According to petitioner, because Quinonez acknowledges that prior convictions were tried to juries from 1887 to 1996, 194 Ariz. at 19, 5, 976 P.2d at 268, and Derendal holds that a defendant is entitled to a jury if the crime was jury eligible at the time of statehood, 209 Ariz. at 425, 36, 104 P.3d at 156, defendants retain the right to a jury determination of prior convictions. Derendal, however, did not address sentencing enhancements or whether an allegation of prior conviction is jury eligible. Rather, it only directed trial courts in determining whether a misdemeanor offense is jury eligible. Id. at 425-26, 40, 104 P.3d at 156-57.
As Quinonez and the cases that court cites make clear, the right to a jury trial on an allegation of prior conviction was statutory under both the territorial penal code and Arizona Revised Statutes until 1996. Thus, an allegation of prior conviction has no common-law antecedent that would require a jury under Derendal.

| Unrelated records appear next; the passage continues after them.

PR #5146, opened 2022-08-03
Fix facetability of Wikibase issues

### LINKED ISSUE #5144: "Locate offending rows" does not work
Clicking on the "Locate offending rows" button in any Wikibase issue does not have any effect.

Also, the warning below should not have a "Locate offending rows" button because the issue is not always generated by a single row in the project:
image

Not writing more here because I intend to fix this directly.

wetneb:
Closes #5144

- fix frontend code for setup of the facet (not sure how the current bug made it through my testing…)
- fix facetability of Wikibase issues (not being preserved by merge, and absence of issues should not be facetable either)

### DIFF
--- a/extensions/wikidata/module/langs/translation-en.json
+++ b/extensions/wikidata/module/langs/translation-en.json
@@ -285,5 +285,5 @@
     "wikibase-statement-settings/strategy-options/property/description": "Compare statements by their main property only.",
     "wikibase-issues/no-warning": "No warning",
     "wikibase-issues/warning-raised": "Warning raised",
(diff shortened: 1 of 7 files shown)


wetneb:
Still to do on this pull request:
- [ ] Remove the "offending" adjective: for issues with "INFO" warning level, it feels weird to consider those rows "offending", since there might not be any problem with them. So the label of the button should just be "Locate rows"
- [ ] The buttons also show up in the dialog to upload edits to the Wikibase instance. Either they should be removed, or clicking on them should close the dialog and take the user to the grid.

wetneb:
Merging this soon, let me know if you can think of things to improve.

PR #5148, opened 2022-08-04
Update Japanese translation filename and related language corrector code

AtesComp:
Fixes https://github.com/OpenRefine/OpenRefine/issues/5118

- Renaming Japanese Translation files from *-jp.json to *-ja.json
- Modify LoadLanguageCommand.java adding temporary CORRECTOR code to handle an existing userLang parameter in the PreferenceStore converting "jp" to use the proper "ja" language code
- Modify LoadLanguageCommand.java to prefer the PreferenceStore's userLang over the request language code
  - Treat the request language (extracted from the navigator) as a last resort when no OpenRefine user preference is provided.
- Clean LoadLanguageCommand.java for error handling
- Clean incidental whitespace in language related .js files


main/src/com/google/refine/commands/lang/LoadLanguageCommand.java
```diff
@@ -113,32 +130,46 @@ public void doPost(HttpServletRequest request, HttpServletResponse response)
...
         try {
-            Reader reader = new BufferedReader(new InputStreamReader(new FileInputStream(langFile), "UTF-8"));
-            return ParsingUtilities.mapper.readValue(reader, ObjectNode.class);
-        } catch (FileNotFoundException e1) {
+            fisLang = new FileInputStream(langFile);
+        } catch (FileNotFoundException e) {
             // Could be normal if we've got a list of languages as fallbacks
-        } catch (IOException e) {
-            logger.error("JSON error reading/writing language file: " + langFile, e);
+            logger.warn("Language file " + strMessage + " not found", e);
```
wetneb, line 156: Perhaps an `info` level would be more appropriate here as it is an expected scenario: for instance, if I use OpenRefine in Japanese and some extension has not been translated to Japanese, it is normal to fall back on English for that extension.

wetneb (commented):
Very nice, thank you! Just some thoughts about logging, see below.

wetneb:
Ah, and of course we would need to make sure the tests pass :)

main/src/com/google/refine/commands/lang/LoadLanguageCommand.java
AtesComp: Yeah, I'm onboard with that.

AtesComp:
Yep, I need to manage / update the tests for the new process.  On it.

AtesComp:
I keep forgetting to do the formatting.  I've updated the code, added two tests, and modified one test.

elebitzero (approved):

main/src/com/google/refine/commands/lang/LoadLanguageCommand.java
```diff
@@ -79,32 +79,52 @@ public void doPost(HttpServletRequest request, HttpServletResponse response)
...
+
+        // Always replace suggested with user preference language, if available...
+        PreferenceStore ps = ProjectManager.singleton.getPreferenceStore();
+        if (ps != null) {
+            String strLang = (String) ps.get("userLang");
+            // If user preference language exists...
+            if (!(strLang == null || strLang.isEmpty())) {
+
+                // CORRECTOR...
+                // TODO: This code may be removed sometime after the 3.7 release has been circulated.
```
elebitzero, line 96: The logic looks good to me. Although the code under the TODO should probably be kept in case people wait until a version later than 3.7 to update.

PR #5149, opened 2022-08-04
Added the ability to submit the form data by pressing enter on the 'add column based on this column' dialog

### LINKED ISSUE #5143: In the "Add column based on this column" dialog, validating a form by pressing Enter should run the operation
When adding a column based on a column, I often first type the expression I want, and then set a column name in the field at the top, and then press Enter, expecting it to have the same effect as clicking the "OK" button. It currently does not do anything.

### Proposed solution
This field should be part of a form, and when that form is submitted, that should be equivalent to pressing the OK button.
This should not require setting up any event listener on keyboard events, but instead integrate the existing input fields in a form, and binding the submission event on that form to the execution of the operation (and closing the dialog).

### Alternatives considered
None.

### Screenshot
image

elebitzero:
Fixes #5143

- Added the ability to submit the form data by pressing enter on the 'add column based on this column' dialog.

### DIFF
--- a/main/webapp/modules/core/scripts/views/data-table/add-column-dialog.html
+++ b/main/webapp/modules/core/scripts/views/data-table/add-column-dialog.html
@@ -22,7 +22,7 @@
       </table></div>
     </div>
     <div class="dialog-footer" bind="dialogFooter">
-      <button class="button" bind="okButton"></button>
+      <button class="button" type="submit" bind="okButton"></button>
       <button class="button" bind="cancelButton"></button>
     </div>
   </form>
--- a/main/webapp/modules/core/scripts/views/data-table/add-column-dialog.html
+++ b/main/webapp/modules/core/scripts/views/data-table/add-column-dialog.html
@@ -1,6 +1,7 @@
 <div class="dialog-frame" style="min-width: 700px;">
   <div class="dialog-border">
     <div class="dialog-header" bind="dialogHeader"></div>
+    <form bind="form">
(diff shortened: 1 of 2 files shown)


main/webapp/modules/core/scripts/views/data-table/add-column-dialog.html
```diff
@@ -24,5 +25,6 @@
       <button class="button" bind="okButton"></button>
       <button class="button" bind="cancelButton"></button>
     </div>
+  </form>
```
wetneb, line 28: Thanks a lot! I wonder if wie need a 'type="submit"' in the "OK" button to keep it working?

elebitzero: It is working, but I added the type="submit" to the ok button since that is standard.

wetneb: Interesting, do you understand why it was working without? Does the browser interpret the "OK" label by itself, to understand that the form should be submitted? I find that surprising!

elebitzero: I checked and it looks like the type defaults to submit if inside a form.

Ref: https://developer.mozilla.org/en-US/docs/Web/HTML/Element/button#attr-type

wetneb (approved):
Thanks a lot as always!

PR #5158, opened 2022-08-07
Support for file upload to Wikibase instances without structured data support

### LINKED ISSUE #5039: Add support for uploading local media files on third-party Wikibases without structured data
OpenRefine should be able to upload files to Wikibase instances which are their own media repository. By this, I mean that the media files which can be referenced in Wikibase statements are stored in the same MediaWiki instance as the Wikibase itself.

In such instances, the media files typically do not have structured data associated with them, as that data can already be represented in the item namespace if needed.

### Proposed solution

Repurpose the existing Commons integration, which already includes support for file upload.
* [ ] adapt the Wikibase manifest format to make it possible to keep file upload while disabling support for MediaInfo entities
* [ ] potentially it would be useful to remove the need for a reconciliation service entirely, using #5038. This would make sense because using the reconciliation service to fetch extra data is not super useful if structured data is not enabled on the wiki (although the wikitext could potentially be of interest)
* [ ] make sure the resulting filenames can be used as values in media-valued statements on the Wikibase instance. This requires adapting the edit scheduler to detect the relationship between the upload of the file and its use in a statement.

### Alternatives considered
Not sure!

### Additional context

@lozanaross your input would be very welcome to frame this issue better (I hope I have understood it correctly!)

wetneb:
Fixes #5039.

- Rework the backend to avoid trying to fetch MediaInfo entities when we are not uploading any structured data. This enables working with the existing Wikibase integration with "virtual" MediaInfo entities, even when the target Wikibase instance does not actually have Wikibase entities of that type, but only plain old MediaWiki files. This is shoehorning a new sort of file upload feature in the Wikibase extension (#5039), even if it does not have anything to do with Wikibase in the end.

In Blakely v. Washington, 124 S.Ct. 2531, 2536 (2004) (citing Apprendi, 530 U.S. 466), the United States Supreme Court reaffirmed that "the fact of a prior conviction" need not be found by a jury to satisfy the United States Constitution. Apprendi notes that, when the sentencing enhancement is the fact of prior conviction, "the certainty that procedural safeguards attached to any 'fact' of prior conviction . . . mitigated the due process and Sixth Amendment concerns otherwise implicated in allowing a judge to determine a 'fact' increasing punishment beyond the maximum of the statutory range." 530 U.S. at 488 (citing Almendarez-Torres v. United States, 523 U.S. 224 (1998)).
Petitioner has not established the right to a jury trial on an allegation of a prior conviction, and the trial court did not err in denying his request for a jury trial on that basis.
CONCLUSION
For the foregoing reasons, we accept special action jurisdiction and deny relief.
JON W. THOMPSON, Judge
CONCURRING:
DONN KESSLER, Presiding Judge
PATRICK IRVINE, Judge
The above-entitled matter was duly submitted to the Court. The Court has this day rendered its opinion.
IT IS ORDERED that the opinion be filed by the Clerk. IT IS FURTHER ORDERED that a copy of this order together with a copy of the opinion be sent to each party appearing herein or the attorney for such party and to The Honorable Richard Nothwehr, Commissioner.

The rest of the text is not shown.